The North East was the worst affected region, with almost half its care homes reporting an outbreak by the middle of May.

The Department of Health and Social Care (DHSC) said it took the “right decisions at the right time”.

Plans to distribute PPE during the pandemic were also undermined due to the failure of officials to heed independent advice on the stockpiling of gowns and visors, the report established.

The New and Emerging Respiratory Virus Threats Advisory Group (Nervtag), which was advising the DHSC, recommended in June last year that Public Health England (PHE) should increase its PPE supples and switch from glasses to visors.

In February, PHE had 41,500 pairs of gloves, 25,700 pairs of eye protectors and 156,000 facemasks. By the end of April, supplies for these items had been depleted, the report said.

“The department [DHSC] told us that the manufacture and supply of PPE has for many years been based on ‘just in time’ procurement and manufacturing principles,” it added.

Care homes were particularly overlooked in the distribution of PPE. Figures show that 8 per cent of gloves and 5 per cent of eye protectors from central stocks were directed to care homes.

Only health providers’ demands for face masks and clinical waste bags were met in terms of the modelled PPE requirements for the reasonable worst-case scenario during the outbreak.

The NAO also highlighted the “problematic” relationship between social care and the NHS.

“We have reported on successive efforts to integrate the two sectors: there have been 12 government white papers, green papers and consultations, and five independent reviews on integration over the past 20 years,” the report said.

“Going into the pandemic, meaningful integration was still to occur, however, and the lack of it has made responding to the crisis more difficult in a number of ways.”

Similarly, the number of bodies, both national and international, involved in acquiring PPE made the process of procurement more onerous, the NAO said.

Labour’s shadow health secretary, Jonathan Ashworth said the NHS had “entered the Covid-19 crisis exposed after years of under funding, bed cuts and with huge staff shortages”.
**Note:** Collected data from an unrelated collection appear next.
PR #299, opened 2017-10-15
Add start, stop, and status commands to deploy scripts

markpeek:
Signed-off-by: Mark Peek <markpeek@vmware.com>

## Description
This change adds start, stop, and status commands to the deploy_*.sh scripts.

## Motivation and Context
Improve the ease of use for new users with an easy way to both start and stop the stack.

## How Has This Been Tested?
Manual testing of the scripts except for the armhf script.

### DIFF
--- a/deploy_stack.armhf.sh
+++ b/deploy_stack.armhf.sh
@@ -5,5 +5,32 @@ if ! [ -x "$(command -v docker)" ]; then
   exit 1
 fi
 
-echo "Deploying stack"
-docker stack deploy func --compose-file docker-compose.armhf.yml
+if [ $# -eq 0 ]; then
+  command="start"
+else
+  command="$1"
+fi
+
+case "$command" in
+  start)
+    echo "Deploying stack"
+    docker stack deploy func --compose-file docker-compose.armhf.yml
+    ;;
+  stop)
+    echo "Stopping stack"
+    docker stack rm func
+    ;;
+  status)
+    docker stack ps func
+    ;;
+  help)
+    echo "Available commands:"
+    echo "start  - start the stack"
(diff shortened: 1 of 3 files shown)


deploy_stack.armhf.sh
```diff
@@ -5,5 +5,32 @@ if ! [ -x "$(command -v docker)" ]; then
...
+fi
+
+case "$command" in
+  start)
+    echo "Deploying stack"
+    docker stack deploy func --compose-file docker-compose.armhf.yml
+    ;;
+  stop)
+    echo "Stopping stack"
+    docker stack rm func
```
johnmccabe: The start/stop/status commands make this look like a service - but the stop here is gonna nuke the stack rather than pause it. Is that what was intended?
Gut feel here is that its confusing the purpose of the script - which from its name is to deploy.
Perhaps generic `generic stop_stack.sh` and `status_stack.sh` scripts instead - they don't need variants I suspect.

markpeek: Agreed, in some ways the deploy script is bringing up a service and the other commands are helping to manage it. Yes, the stop was intended to nuke it...other command name suggestions? And I preferred to put the functionality into a single script given these scripts are at the top level of the repo (repo pollution).

alexellis:
Hi @markpeek,

Thank you for taking the time to work on OpenFaaS. To John's comment - I think might need to spend a bit more time thinking about how to do this.

alexellis:
@markpeek once you have a moment or are back home, please can we open an issue to talk about the design?

alexellis:
Ping @markpeek

alexellis:
Closing due to inactivity. Feel free to propose a new change via an issue.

Susan Masters, a director at the Royal College of Nursing, said: “Without the extraordinary efforts of nursing staff across health and social care, the impact of Covid-19 could have been worse.
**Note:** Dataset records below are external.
Issue #234, opened 2017-09-28
Proposal: Kafka queue-worker


alexellis:
In a similar vein to [openfaas/nats-queue-worker](https://github.com/openfaas/nats-queue-worker), we should support Kafka (initially a set topic/partition) as a back-end for asynchronous process and model the NATS Streaming implementation.

Notes:
* Kafka runs its own cluster with zookeeper as an additional dependency
* Kafka complexity is several times greater than NATS Streaming
* Needs a new repo i.e. openfaas/kafka-queue-worker
* Changes to main.go/server.go in the faas repo
* Changes to the async-function route handler

alexellis:
Derek add label: hacktoberfest

johnmccabe:
@kinghuang is this something you'd be interested in

VitorFalcao:
@alexellis Could I work on this? If yes, could you give me some pointers? This seems to be an awesome feature.

alexellis:
Stay tuned.. we may have something from one our contributors coming around this

StevenACoffman:
So, kubeless integrates kafka. It's also written in golang. Is there any interest in collaborating?

yglcode:
as an learning exercise, i added initial code to use kafka, along the path of minimal impact:

* follow alex's suggestions, current code/flow for nats queue worker, add code in gateway and add kafka_queue_worker repository.

* add docker-compose.kafka-queue.yml to bring up zookeeper & kafka nodes in swarm together with gateway and kafka-queue-worker.

* to avoid tool-chain change, use Shopify sarama package instead of confluent-kafka-go package. while the latter quarantees the latest features, it introduces dependencies on C/C++ librdkafka library. we may not be able to build static linked binaries and have to use [alpine images with librdkafka built in](http://github.com/yglcode/alpine-kafka-go).

links:
[kafka_queue_worker branch](http://github.com/yglcode/faas).
[kafka-queue-worker repo](http://github.com/yglcode/kafka-queue-worker).

any suggestions? i am happy to help share and merge the code.

alexellis:
Thank you for all the work on this. It was used in the Kafka-connector, but the gateway still uses NATS Streaming for Async. We may revisit in the future depending on appetite from users.

PR #311, opened 2017-10-17
Kafka queue worker

yglcode:
kafka-queue-worker: this PR cover the changes at Gateway.

## Description
initial code to use kafka, along the path of minimal impact:

* follow alex's suggestions, current code/flow for nats queue worker, add code in gateway and add kafka_queue_worker repository.

* add docker-compose.kafka-queue.yml to bring up zookeeper & kafka nodes in swarm together with gateway and kafka-queue-worker.

* to avoid tool-chain change, use Shopify sarama package instead of confluent-kafka-go package. while the latter quarantees the latest features, it introduces dependencies on C/C++ librdkafka library. we may not be able to build static linked binaries

## Motivation and Context

Support use cases to use kafka cluster as backing async work queue, similar to NATS in a different repo.

[related open issue](https://github.com/openfaas/faas/issues/234)

Alex originally raised this issue to propose the change.

## How Has This Been Tested?

Test with local swarm cluster with 2-3 kafka brokers + 1 zookeeper.

Tests runs in local swarm cluster. tested by running simple scripts similar to:
```
for i in {1..10};do curl http://$SWAMGRIP:8080/async-function/kk_echoit --data "hi";done
```
Follow closely current code base for NATS, minimal impact to other parts.

## Types of changes

## Checklist:


alexellis:
Thank you for this. It would be good for me to get some input from @rawkode and @kinghuang too who also work with Kafka. 👍

alexellis:
See also - https://github.com/yglcode/kafka-queue-worker

yglcode:
These dependencies are what "vndr" automatically pulls in when running against kafka-queue-worker/queue-worker; Basically it includes Shopify/sarama and bsm/sarama-cluster, and their dependencies. You are right that at gateway we only use sarama's producer api, so no need for sarama-cluster. I can rerun "vndr" without sarama-cluster which may remove dependencies for gateway.

alexellis:
Let's try the re-vendoring and see what we get 👍 Thank you

docker-compose.kafka-queue.yml
```diff
@@ -0,0 +1,189 @@
+version: "3.2"
+services:
+    gateway:
+        volumes:
+            - "/var/run/docker.sock:/var/run/docker.sock"
+        ports:
+            - 8080:8080
+        image: ${REGISTRY_SLASH}functions/gateway${COLON_ETAG}
```
alexellis: I think you can specify a default here too in the expression

docker-compose.kafka-queue.yml
```diff
@@ -0,0 +1,189 @@
+version: "3.2"
+services:
```
alexellis: I've looked at this config for the first time, it's huge. Is there a way of putting it in another file? We'd also need this in the Kubernetes YAML format in the faas-netes repo.

docker-compose.kafka-queue.yml
```diff
@@ -0,0 +1,189 @@
...
+                max_attempts: 20
+                window: 380s
+            placement:
+                constraints:
+                    - 'node.platform.os == linux'
+
+    # End
+
+    prometheus:
+        image: ${REGISTRY_SLASH}functions/prometheus:latest  # autobuild from Dockerfile in repo.
```
alexellis: Do we need this prefix on every container? What was it added for?

gateway/server.go
```diff
@@ -118,6 +119,16 @@ func main() {
 
 		faasHandlers.QueuedProxy = internalHandlers.MakeQueuedProxy(metricsOptions, true, &logger, natsQueue)
 		faasHandlers.AsyncReport = internalHandlers.MakeAsyncReport(metricsOptions)
+	} else if config.UseKafka() {
```
alexellis: Do you think a Golang 1.9 plugin can help here now that we have two providers?

alexellis:
> yglcode Let's try the re-vendoring and see what we get 👍 Thank you

@yglcode wanted to ping you about this PR. I've left comments

yglcode:
after re-vendoring, it seems that only bsm/sarama-cluster is removed.
${REGISTRY_SLASH} and ${COLON_TAG} added to customize for local dev/test to use images in local registry. In other environments, without definition, these should resolve to empty space, so will fetch from dockerhub by default. However as you mentioned, add a default value for ${COLON_TAG} could be better.
Yes, a separate config file for zookeer& kafka can be used, if that fits better.

grillz:
Forgive my ignorance, but with this would it be possible to have functions that subscribe to certain topics? i.e. I have a `user.updated` topic that I want to functions to consume from.

alexellis:
Yes but this is a different piece of work. We have someone on Slack asking about a Kafka connector and I pointed him at this... https://github.com/ucalgary/ftrigger from the University of Calgary. If you'd like to join Slack and find out more ping me alex@openfaas.com

alexellis:
It'd also be good to remove the syntax for `${COLON_TAG}`  since we don't use it anywhere else yet.

alexellis:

“But this report shows nursing staff were let down by a system ill-prepared to tackle this pandemic.

“Years of under-investment means social care was left exposed.”

A DHSC spokesperson defended the government’s handling of the pandemic and said it had stepped in to reduce care home transmission.

“We have been working tirelessly with the care sector throughout to reduce transmission and save lives and a result 60 per cent of care homes have had no outbreak at all, according to the latest Public Health England statistics,” the spokesperson said.

The spokesperson said the numbers used for judging PPE supply in the NAO report were “misleading”, stating: “The modelled PPE requirements presented in this report are theoretical worst case estimates – it is misleading to compare them to figures on centrally procured PPE which do not account for equipment supplied through other routes or existing local stocks.”